Excerpted data ->
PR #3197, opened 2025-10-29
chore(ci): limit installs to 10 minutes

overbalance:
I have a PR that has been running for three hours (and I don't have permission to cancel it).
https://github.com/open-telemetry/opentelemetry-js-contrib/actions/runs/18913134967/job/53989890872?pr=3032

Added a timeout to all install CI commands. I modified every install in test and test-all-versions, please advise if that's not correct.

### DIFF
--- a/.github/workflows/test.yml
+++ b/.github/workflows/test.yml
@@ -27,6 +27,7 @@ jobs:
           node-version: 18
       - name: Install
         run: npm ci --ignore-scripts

What you are asked to do ->
Starting at the line that contains "--- a/.github/workflows/test.yml", write out every line through the last one in the data above, exactly as it stands.

Answer for the task ->
--- a/.github/workflows/test.yml
+++ b/.github/workflows/test.yml
@@ -27,6 +27,7 @@ jobs:
           node-version: 18
       - name: Install
         run: npm ci --ignore-scripts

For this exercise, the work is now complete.